* Confirms outlook for 2014 core profit of 1.8-2.1 bln eur
* If prices for key products stay weak may be at the low end
* Q2 adj EBITDA at 473 mln eur vs poll avg of 472 mln eur (Adds detail, background)
FRANKFURT, July 31 (Reuters) - German diversified chemicals maker Evonik on Thursday said a worse-than-expected price trend in its Specialty Materials unit may result in a drop in core profit for the full year.
The maker of feed additives, clear acrylic sheet and high-tech plastics, controlled by a state-owned trust, said the downward move in some key products had slowed perceptibly in recent months and it expects this trend to continue.
But so far this positive trend did not apply to the Specialty Materials segment, which makes polymer materials and intermediates for the rubber and plastics industry, where prices have remained below the original expectations, Evonik said.

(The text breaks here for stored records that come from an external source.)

PR #219, opened 2020-10-22
fix: Functions to parse URLs and handle URL file paths

PatrLind:
This code was first created for PR #557 in oathkeeper.
It should probably be in the shared ory/x project instead of there,
so that is why this code is checked in here.

## Related PR: https://github.com/ory/oathkeeper/pull/557

Related Ory person: @zepatrik 

      the changes.
- [ ] I have added necessary documentation within the code base (if appropriate)

## Further comments

See other PR for more details

### DIFF
--- a/urlx/parse.go
+++ b/urlx/parse.go
@@ -25,12 +25,10 @@ func Parse(rawURL string) (*url.URL, error) {
 		return url.Parse(rawURL)
 	}
 
-	if strings.HasPrefix(lcRawURL, "file://") {
-		// Normally the first part after file:// is a hostname, but since
-		// this is often misused we interpret the URL like a normal path
-		// by removing the "file://" from the beginning
-		rawURL = rawURL[7:]
-	}
+	// Normally the first part after file:// is a hostname, but since
+	// this is often misused we interpret the URL like a normal path
+	// by removing the "file://" from the beginning (if it exists)
+	rawURL = trimPrefixIC(rawURL, "file://")
 
 	if winPathRegex.MatchString(rawURL) {
 		// Windows path
@@ -46,11 +44,7 @@ func Parse(rawURL string) (*url.URL, error) {
 		return url.Parse("file://" + host + strings.ReplaceAll(path, "\\", "/"))
 	}
 
-	u, err := url.Parse(rawURL)
-	if err != nil {
-		return nil, err
-	}
-	return u, nil
+	return url.Parse(rawURL)
 }
 
 // ParseOrPanic parses a url or panics.
@@ -96,4 +90,14 @@ func extractUNCPathParts(uncPath string) (host, path string) {
 		path = "\\" + strings.Join(parts[1:], "\\")
 	}
 	return host, path
+}
+
+// trimPrefixIC returns s without the provided leading prefix string using
+// case insensitive matching.
+// If s doesn't start with prefix, s is returned unchanged.
+func trimPrefixIC(s, prefix string) string {
+	if strings.HasPrefix(strings.ToLower(s), prefix) {
+		return s[len(prefix):]
+	}
+	return s
 }
--- a/urlx/parse.go
+++ b/urlx/parse.go
@@ -13,7 +13,7 @@ var winPathRegex = regexp.MustCompile("^[A-Za-z]:.*")
 
 // Parse parses rawURL into a URL structure with special handling for file:// URLs
 // File URLs with relative paths (file://../file, ../file) will be returned as a
-// utl.URL object without the Scheme set to "file". This is because the file
+// url.URL object without the Scheme set to "file". This is because the file
 // scheme doesn't support relative paths. Make sure to check for
 // both "file" or "" (an empty string) in URL.Scheme if you are looking for
 // a file path.
--- a/urlx/parse.go
+++ b/urlx/parse.go
@@ -2,13 +2,67 @@ package urlx
 
 import (
 	"net/url"
+	"path/filepath"
+	"regexp"
+	"strings"
 
 	"github.com/ory/x/logrusx"
 )
 
+// winPathRegex is a regex for [DRIVE-LETTER]:
+var winPathRegex = regexp.MustCompile("^[A-Za-z]:.*")
+
+// Parse parses rawurl into a URL structure with special handling for file:// URLs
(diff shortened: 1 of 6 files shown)


zepatrik:
I think you could actually have two files and use build tags to distinguish windows and unix. Can you also add the windows github workflow? If the tests for some other packages fail there, we can disable them for this PR.

PatrLind:
Yes, I will look into this. I will apply the fixes to the other PR first and then work on merging them in here together with your suggestion. Wow, this is so involved! I thought it would be a simple fix!

zepatrik:
Haha it's never simple when windows is involved :joy:

urlx/parse.go
```diff
@@ -2,13 +2,60 @@ package urlx
...
 
 	"github.com/ory/x/logrusx"
 )
 
+// winPathRegex is a regex for [DRIVE-LETTER]:
+var winPathRegex = regexp.MustCompile("^[A-Za-z]:.*")
+
+// Parse parses rawURL into a URL structure with special handling for file:// URLs
+// File URLs with relative paths (file://../file, ../file) will be returned as a
+// utl.URL object without the Scheme set to "file". This is because the file
```
zepatrik, line 16:
```suggestion
// url.URL object without the Scheme set to "file". This is because the file
```

PatrLind:
I added build tags now and also added the latest changes from oathkeeper/x

zepatrik (commented):
Can you also add the windows GH workflow? Otherwise I would say this looks perfect :+1:

urlx/parse.go
```diff
@@ -17,7 +58,7 @@ func ParseOrPanic(in string) *url.URL {
 
 // ParseOrFatal parses a url or fatals.
 func ParseOrFatal(l *logrusx.Logger, in string) *url.URL {
-	out, err := url.Parse(in)
+	out, err := Parse(in)
```
aeneasr, line 61: Let's revert this to not break anything in downstream code.

urlx/parse.go
```diff
@@ -2,13 +2,54 @@ package urlx
...
+		return url.Parse("file://" + host + strings.ReplaceAll(path, "\\", "/"))
+	}
+
+	return url.Parse(rawURL)
+}
+
 // ParseOrPanic parses a url or panics.
 func ParseOrPanic(in string) *url.URL {
-	out, err := url.Parse(in)
+	out, err := Parse(in)
```
aeneasr, line 52: Let's revert this to not break anything in downstream code.

urlx/parse.go
```diff
@@ -2,13 +2,54 @@ package urlx
...
+
+// Parse parses rawURL into a URL structure with special handling for file:// URLs
+// File URLs with relative paths (file://../file, ../file) will be returned as a
+// url.URL object without the Scheme set to "file". This is because the file
+// scheme doesn't support relative paths. Make sure to check for
+// both "file" or "" (an empty string) in URL.Scheme if you are looking for
+// a file path.
+// Use the companion function GetURLFilePath() to get a file path suitable
+// for the current operaring system.
+func Parse(rawURL string) (*url.URL, error) {
```
aeneasr, line 22: I would rename this to `ParseWindowsCompatible`

aeneasr (changes requested):
Awesome, thank you for your contribution! This looks pretty good but I have some ideas how to improve it further :)

urlx/parse.go
PatrLind: This is actually not about parsing URLs for Windows comparability, it is about parsing non standard file URLs. The reason is that Ory uses non standard file URLs in many places throughout the tests and documentation. On windows this caused additional problems since, to get around the non standard URL usage, the code that retrieved the file path didn't use the url.URL.Path field but instead used the url.URL.String() and then just stripped the first `file://` from the beginning. 
Anyway, long story short, This Parse function is written to handle the special case of these non standard file URLs so that they can be parsed in a consistent manner.
However, to make it more simplistic, I think we can drop the UNC support by removing this code:
```
	if strings.HasPrefix(lcRawURL, "\\\\") {
		// Windows UNC path
		// We extract the hostname and create an appropriate file:// URL
		// based on the hostname and the path
		host, path := extractUNCPathParts(rawURL)
		// It is safe to replace the \ with / here because this is POSIX style path
		return url.Parse("file://" + host + strings.ReplaceAll(path, "\\", "/"))
	}
```
Therefore I think it is a better idea to keep the name of this function as Parse() since it has nothing to do with Windows specific parsing.

urlx/parse.go
PatrLind: I understand your concern, what do you think about adding an additional function so that we can have both functions?
`ParseOrFatal2()`?

urlx/parse.go
aeneasr: Well thought out argument - thank you!

aeneasr:
Released as v0.0.156

aeneasr:
Ok, so unfortunately this behaves not as expected in certain cases. `urlx.ParseOrPanic("file://default.schema.json")` incorrectly returns an empty scheme which breaks a couple of upstream tests. I will be moving the new functions to their own function names and we can either fix those cases here or keep them as separate functions.

aeneasr:
What I don't fully understand - maybe that's the problem - why is the scheme empty in this test?

```
{"file://file7.txt", "file7.txt", "file7.txt"},
```

PatrLind:
The reason the scheme is empty is because the file scheme doesn't support relative (non-absolute) paths. The standard library supports relative paths only if the file scheme is empty. So basically what I did was to help the standard library a bit by making the Parse function be able to deal with file:// URLs with only two slashes.

aeneasr:
Ah I see - that makes sense. With open source we learn something new every day :)

The problem is that we rely on `file` scheme being present to determine where we need to load the source from. So I reverted the "breaking" changes in `urlx.*` but left `Parse` intact. We have to see how that works in the rule fetchers in oathkeeper and others as I imagine this breaking in places where relative URLs are used.

PatrLind:
Yes, you are correct, in order to make all tests pass in Oathkeeper I had to add a check for an empty string as well. I will see if Oathkeeper can pass all tests without the ParseOrXXX functions, but last time I tried I had problems. Hopefully there is a way around it.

If this should continue for the rest of the year, full-year adjusted earnings before interest, tax, depreciation and amortisation (EBITDA) will probably be in the lower range of its guidance of between 1.8 billion euros ($2.4 billion) and 2.1 billion, the company said.
The group reported a 7 percent drop in second-quarter adjusted EBITDA to 473 million euros, in line with analysts’ expectations of 472 million.
Group sales grew 1 percent to 3.25 billion euros, also in line with analysts’ expectations.
Germany’s second-largest chemicals maker behind BASF said it still expected 2014 sales to rise slightly. In 2013, it posted sales of 12.7 billion euros.